07 de dezembro de 2017 - Fonte: Portal Regional - Fotógrafo: Lucas Mello/JR
Delegada Luciana Nunes Falcão: “Devemos atribuir a redução ao trabalho contínuo da Polícia Civil como também aos meios de comunicação”
De acordo com a Delegacia de Defesa da Mulher, de janeiro a novembro deste ano, foram registrados 616 casos, envolvendo violência física, moral e contra a dignidade sexual; no ano passado, no mesmo período, foram 677 casos

O número de medidas protetivas às vítimas de violência doméstica, ações educativas e até mesmo a conscientização das próprias mulheres a respeito de situações abusivas tem crescido desde a vigência da Lei Maria da Penha. No último dia 25, Dia Internacional da Não-Violência contra a Mulher, várias ações foram realizadas em todo o País.


Em Dracena, foram realizadas mesa-redonda, caminhada entre outras atividades.

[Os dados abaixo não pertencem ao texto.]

PR #1957, opened 2024-08-26
 [Time] Change type annotations in Time module

### LINKED ISSUE #1894: [Time] Change type annotations in `Time` module
Type hints for the attributes of `Time` are not quite correct.

## Status

Currently, a lot of the attributes for `Time` are typed as `datetime` the module.

## Intention

Lower the number of Mypy errors by typing `Time` attributes as `datetime.datetime` or `datetime.date`.

## Request

Change the type annotations from `datetime` to `datetime.datetime` or `datetime.date` in the `Time` module.

### Additional Information

Between `datetime.datetime` and `datetime.date`, it is my opinion that `datetime.date` would be more appropriate to use in RuFaS. This is because the `date` has a resolution of days, whereas `datetime` has a resolution of microseconds which would be overkill for RuFaS.

allisterakun:
### Context

Issue(s) closed by this pull request: closes #1894 

- [ ] Yes
- [x] No

### What

Update all time-related type hints in the Time class

### Why

To properly assign a type hint.

### How

Update all time-related type hints in the Time class to be `datetime.datetime`.

### Test plan

No unit tests are affected, the Mypy error count goes down by 56.

### DIFF
--- a/RUFAS/time.py
+++ b/RUFAS/time.py
@@ -17,10 +17,8 @@ class Time:
         self.im = InputManager()
         self.config_data: Dict[str, str | int | bool] = self.im.get_data("config")
 
-        start_date_str: str = self.config_data["start_date"]
-        end_date_str: str = self.config_data["end_date"]
-        self.start_date: datetime.datetime = datetime.datetime.strptime(start_date_str, "%Y:%j")
-        self.end_date: datetime.datetime = datetime.datetime.strptime(end_date_str, "%Y:%j")
+        self.start_date: datetime.datetime = datetime.datetime.strptime(str(self.config_data["start_date"]), "%Y:%j")
+        self.end_date: datetime.datetime = datetime.datetime.strptime(str(self.config_data["end_date"]), "%Y:%j")
 
         self.current_date: datetime.datetime = self.start_date
         self.simulation_length_days: int = (self.end_date - self.start_date).days
--- a/RUFAS/time.py
+++ b/RUFAS/time.py
@@ -9,17 +9,20 @@ from RUFAS.util import Utility
 
 
 class Time:
-    def __init__(self):
+    def __init__(self) -> None:
         """
         This object is responsible for creating and tracking time in the simulation.
         """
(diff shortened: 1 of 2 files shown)


RUFAS/time.py
```diff
@@ -9,17 +9,18 @@
...
         """
         self.om = OutputManager()
         self.im = InputManager()
         self.config_data: Dict[str, str | int | bool] = self.im.get_data("config")
-        self.start_date: datetime = datetime.datetime.strptime(self.config_data["start_date"], "%Y:%j")
-        self.end_date: datetime = datetime.datetime.strptime(self.config_data["end_date"], "%Y:%j")
 
-        self.current_date: datetime = self.start_date
+        self.start_date: datetime.datetime = datetime.datetime.strptime(str(self.config_data["start_date"]), "%Y:%j")
+        self.end_date: datetime.datetime = datetime.datetime.strptime(str(self.config_data["end_date"]), "%Y:%j")
```
allisterakun, line 21: Is this necessary? We know that `self.config_data["end_date"]` is a string, but by the previous definition (`self.config_data: Dict[str, str | int | bool]`), MyPy is not sure if `self.config_data["end_date"]` is a string, integer or boolean.

Isgotkowitz: What exactly are you referring to when you say "this"? Do you mean putting `str(...)` around `self.config_data["end_date"]`? If so, I am not sure. My advice is to do whatever it takes to make Mypy pipe down, even if it seems a little redundant.

Isgotkowitz (approved):
LGTM

RUFAS/time.py
allisterakun: Yes, this is what I meant (putting `str()` around the already-a-string entities).

Isgotkowitz: Gotcha, I think it is not strictly necessary but it is helpful to have.

ew3361zh (approved):
Very nice!

PR #1958, opened 2024-08-27
Deprecated update classes in pen function

### LINKED ISSUE #1208: Deprecate `update_classes_in_pen`
Deprecate use of `update_classes_in_pen` once AnimalCombination enum is fully implemented. May depend on PR #793

0luchi:
### Context

Issue(s) closed by this pull request: closes #1208 

- [ ] Yes
- [x] No

### What

- This PR deprecates `update_classes_in_pen` and all tests it covers since animal_combination covers this scenario and makes the function irrelevant.
- The PR also deprecates `classes_in_pen` and replaces it with `animal_combination`

### Why

This is important because `animal_combination` does the function of `classes_in_pen` and if a pen has an animal combination, then that already represents the classes in the pen.

### How

- I removed the `update_classes_in_pen` function and removed every instance of where it was called. 
- I also replaced all instances of `classes_in_pen` with `animal_combination` and updated all the test cases.

### Test plan

No tests were added but test cases were updated to reflect changes


RUFAS/routines/animal/pen.py
```diff
@@ -529,7 +519,10 @@ def calc_daily_walking_dist(self):
         """
         Sets the daily walking distance for the cows in the pen (if any).
         """
-        if "Cow" in self.classes_in_pen:
+        if (
+            self.animal_combination == AnimalCombination.LAC_COW
+            or self.animal_combination == AnimalCombination.CLOSE_UP
+        ):
```
Isgotkowitz: With if statements like this, it makes it often makes the code cleaner if the condition is extracted into its own line and named explicitly:
```suggestion
cows_are_in_pen = self.animal_combination in {AnimalCombination.LAC_COW, AnimalCombination.CLOSE_UP}
if cows_are_in_pen:
```

Isgotkowitz: Also, this change does not appear to be explicitly related to deprecating `update_classes_in_pen`, why is this needed?

Isgotkowitz (commented):
This is a good start to deprecating the update animals classes in pen, however it seems like there is more work to do. If `update_classes_in_pen` is removed, is the attribute `classes_in_pen` ever updated? Since `classes_in_pen` is still being used, I assume it has to be.

0luchi:
@Isgotkowitz  Thanks for looking at my PR. Concerning your comment, https://github.com/RuminantFarmSystems/MASM/pull/1958#pullrequestreview-2266383661 the issue related to it required `update_classes_in_pen` to be deprecated because `animal_combination`  has been implemented. So, I don’t think it needs to be updated anymore. Maybe @JoeWaddell would know more since he created the issue?

JoeWaddell:
> @Isgotkowitz Thanks for looking at my PR. Concerning your comment, [#1958 (review)](https://github.com/RuminantFarmSystems/MASM/pull/1958#pullrequestreview-2266383661) the issue related to it required `update_classes_in_pen` to be deprecated because `animal_combination` has been implemented. So, I don’t think it needs to be updated anymore. Maybe @JoeWaddell would know more since he created the issue?

Thanks for the tag! This issue I created from an old comment in the code from someone else - I think during one of the earlier animal manager refactors in 2022/23?

So agreed with Ed: it's a good start, and this PR will require replacing all instances of the `classes_in_pen` attribute with the appropriate pen attribute (`animal_combination`), and use of `AnimalType` checks instead of direct checks to strings (e.g. `AnimalType.LAC_COW` or `AnimalType.DRY_COW` instead of `Cow`)

RUFAS/routines/animal/life_cycle/pen_history.py
```diff
@@ -1,9 +1,10 @@
 from typing import TypedDict
+from ....enums import AnimalCombination
 
 
 class PenHistory(TypedDict):
     """
-    A class to represent the history of a pen on a farm.
+    A class  to represent the history of a pen on a farm.
```
Isgotkowitz:
```suggestion
    A class to represent the history of a pen on a farm.
```

RUFAS/routines/animal/life_cycle/animal_base.py
```diff
@@ -9,6 +9,7 @@
 from RUFAS.routines.animal.ration.amino_acid import EssentialAminoAcidRequirements
 from RUFAS.routines.animal.life_cycle.lactation_curve import LactationCurve
 from RUFAS.time import Time
+from ....enums import AnimalCombination
```
Isgotkowitz:
```suggestion
from RUFAS.enums import AnimalCombination
```
Relative pathing should be avoided if not at the same level or one higher, i.e. `from .enums ... ` or `from ..enums ...` would be fine but `from ...enums ...` should be turned into a full path instead. I am still not 100% sure about the best practices related to relative pathing or the logic underlying these guidelines, but this is what I have been told.

RUFAS/routines/animal/life_cycle/pen_history.py
```diff
@@ -1,9 +1,10 @@
 from typing import TypedDict
+from ....enums import AnimalCombination
```
Isgotkowitz: Same comment on relative pathing here

RUFAS/routines/animal/life_cycle/pen_history.py
```diff
@@ -16,12 +17,12 @@ class PenHistory(TypedDict):
         The end date of the pen's usage.
     pen : int
         The id of the pen that the animal is in.
-    classes_in_pen : list[str]
-        The classes of animals that have been in the pen.
+    animal_combination : list[str]
```
Isgotkowitz:
```suggestion
    animal_combination : AnimalCombination
```

Isgotkowitz (commented):
Found a few minor things that I commented on, but overall this looks great! I don't expect there would be any changes to outputs from this PR, and while I did not thoroughly check this I did check that the list of variable names produced is the same as on `dev` and it was, which makes me reasonably confident that nothing changed in the outputs.

Before approving I just want to confirm with @allisterakun that it is ok to make changes to the `animal` directory that is in the `routines` directory, instead of `biophysical`. Once that happens I will come back and approve.

Isgotkowitz (commented):
Code looks good to me! Once all the Flake8 errors are worked out and the new changelog (`changelog.md` in the codebase) is updated I will come back and approve.

RUFAS/routines/animal/pen.py
```diff
@@ -529,15 +513,14 @@ def calc_daily_walking_dist(self):
         """
         Sets the daily walking distance for the cows in the pen (if any).
         """
-        if "Cow" in self.classes_in_pen:
+        cows_are_in_pen = self.animal_combination in {AnimalCombination.LAC_COW, AnimalCombination.CLOSE_UP}
+        if cows_are_in_pen:
```
JoeWaddell: Here you might want to simply make the check directly, instead of creating a local variable, since it'll conform better to logic elsewhere in the codebase.

Also out of curiosity, is there a reason to use a set instead of a list?

RUFAS/routines/manure/pen_manure/manure_manager_pen.py
```diff
@@ -130,6 +128,6 @@ def exposed_manure_surface_area_from_pen_type(self) -> float:
 
         exposed_manure_surface_area = exposed_manure_surface_area_by_pen_type[self.pen_type]
 
-        if "LacCow" in self.classes_in_pen:
+        if AnimalCombination.LAC_COW == self.animal_combination:
```
JoeWaddell: Reversing the logic here might read better, but it's the same functionality. Just thinking ahead in case there's more branching logic in the future, since checking `self.animal_combination` against lists might come up.


```suggestion
        if self.animal_combination == AnimalCombination.LAC_COW:
```

tests/animal_module_tests/test_animal.py
```diff
@@ -30,6 +30,7 @@
 )
 from RUFAS.routines.animal.ration.ration_optimizer import RationOptimizer
 from RUFAS.routines.animal.ration.user_defined_ration import UserDefinedRationManager
+from RUFAS.enums import AnimalCombination
```
JoeWaddell: duplicate import, see line 11

RUFAS/routines/manure/pen_manure/manure_manager_pen.py
```diff
@@ -4,6 +4,7 @@
 from RUFAS.routines.manure.pen_manure.pen_manure import PenManure
 from ....enums import AnimalCombination
 from ....data_structures.pen_manure_data import PenManureData
+from RUFAS.routines.animal.animal_types import AnimalType
```
JoeWaddell: unused import

JoeWaddell (changes requested):
Looks good! Just commented on a few things to tidy up

RUFAS/routines/animal/pen.py
0luchi: No reason in particular

KFosterReed:
@JoeWaddell and/or @allisterakun  can you confirm that this branch/PR are OK to delete?

PR #1964, opened 2024-08-29
Preventing `dump_all_nondata_pools` crash in except block of `task()`

### LINKED ISSUE #1923: [Task Manager] Call to `OutputManager`'s `dump_all_nondata_pools` is crashing
When a task raises an exception in the `task` method of `TaskManager`, the call to `dump_all_nondata_pools` crashes in the except block.

## Expected Behavior

It should not crash. It should dump the logs correctly and allow the rest of the except block to run.

## Current Behavior

The code crashes when dumping all nondata logs after handling an exception.
image

## Possible Solution

Add a check to see if a file exists before trying to dump logs into it, if it doesn't then create it before dumping the logs into it.

## Steps to Reproduce

1. Raise an error within the `try` block of the method `task` in `TaskManager`.
2. Run `python main.py -v errors`
3. Look for the crash pictured above.

## Context (Environment)

Not being able to review the logs when the code crashes in a big problem. It can make it much more difficult to find the problem causing the crash to occur. Even worse, if a user randomly seeds a simulation that crashes and they didn't have logs printed to stdout, it could make that simulation nearly impossible to reproduce.

Isgotkowitz:
Prevents crash from occurring by ensuring directory is created before trying to create a file in said directory.

### Context

Issue(s) closed by this pull request: closes #1923 

- [ ] Yes
- [x] No

### What & Why & How

The crash described in the issue occurred because the `logs` directory in the `output` directory is not always present before the OutputManager's `dump_all_nondata_pools` method is called. When this is the case, the OutputManager attempts to write log files to a directory that doesn't exist and this is a big no-no. The solution is pretty simple, add a call to `create_directory` in `dump_all_nondata_pools`. This method is idempotent, so it runs gracefully whether or not the logs directory has already been created.

### Test plan

Raised `ValueError`s at different points within the `try` block of `task` in `TaskManager`, and ran the simulation with the `-c` flag. Checked the simulation crashed gracefully with all logs, warnings, and errors being dumped into the `logs` directory.

### DIFF
--- a/RUFAS/output_manager.py
+++ b/RUFAS/output_manager.py
@@ -1539,6 +1539,7 @@ class OutputManager(object):
         """
         Dumps all non-data pools into the given path to a directory.
         """
+        self.create_directory(path)
         self.dump_variable_names_and_contexts(path, exclude_info_maps, format_option)
         self.dump_logs(path)
         self.dump_warnings(path)
--- a/tests/test_output_manager.py
+++ b/tests/test_output_manager.py
@@ -887,6 +887,7 @@ def test_dump_all_nondata_pools(mocker: MockerFixture) -> None:
     # Arrange
     output_manager = OutputManager()
     path = "dummy_path"
+    patch_create_dir = mocker.patch.object(output_manager, "create_directory")
     patch_for_dump_errors = mocker.patch.object(output_manager, "dump_errors")
     patch_for_dump_warnings = mocker.patch.object(output_manager, "dump_warnings")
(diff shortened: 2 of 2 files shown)


ew3361zh (approved):
Excellent, worked as intended, nice and straight-forward fix.

allisterakun (approved):
LGTM! 
I deleted the logs folder and removed the new line to create the logs directory; I couldn't recreate the crash due to the missing logs folder. 
With the creat directory line added, the simulation finishes without crashing, the logs directory is created as expected, and all logs are correctly dumped.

A delegada Luciana Nunes Falcão, da Delegacia de Polícia de Defesa da Mulher de Dracena, orientou sobre o tema.De acordo com dados fornecidos pela DDM, de janeiro a novembro deste ano, foram registrados 616 casos de violência contra a mulher, envolvendo os mais variados tipos de delitos, como violência física, moral e contra a dignidade sexual. As práticas mais comuns foram as agressões físicas e as ofensas verbais. No ano passado, no mesmo período, foram 677 casos. Houve redução de 9,2% no número de casos.

"Devemos atribuir a redução ao trabalho contínuo da Polícia Civil no combate aos delitos de violência doméstica e familiar, como também aos meios de comunicação que constantemente veiculam informações visando conscientizar as pessoas de que toda espécie de agressão (ação ou omissão), baseada no gênero, isto é, na condição hipossuficiente da mulher, deve ser reprimida e denunciada”, considerou a delegada.

Neste ano e no ano passado, de janeiro a novembro, foram realizadas 12 prisões em flagrante delito por violência doméstica.Já sobre os casos relacionados à abordagem agressiva em baladas, comentários desrespeitosos na rua ou transporte público, de acordo com a DDM, poucos foram os casos registrados nessas situações. “Lembrando que o uso de drogas e álcool, que comumente acontece em tais ocasiões (baladas), são facilitadores da violência, haja vista o afrouxamento dos freios morais. Lembrando que o delito cometido sob o efeito de álcool e drogas não excluem a imputabilidade penal”, orientou.

Em Dracena, as mulheres vítimas de violência, doméstica ou não, podem se dirigir a DDM, localizada na rua Tomé de Souza. Em outros dias e horários, as mulheres podem procurar o plantão central da Polícia Civil.

Ainda de acordo com a delegada, qualquer pessoa poderá denunciar a violência contra a mulher pelo Disque Denúncia (180), e a identificação será preservada. “No entanto, nos delitos que dependem da manifestação da vontade da mulher, como a representação ou queixa, a denúncia será eficaz somente quando ela manifestar a sua vontade em responsabilizar criminalmente o agressor”, ressaltou.

SERVIÇO - As mulheres vítimas de violência, doméstica ou não podem ir à Delegacia de Polícia de Defesa da Mulher de Dracena, na rua Tomé de Souza, nº 501, de segunda a sexta-feira, das 8h às 18h. Nos demais dias e horários, o atendimento é no plantão central da Polícia Civil, na rua Martim Afonso, 1.421.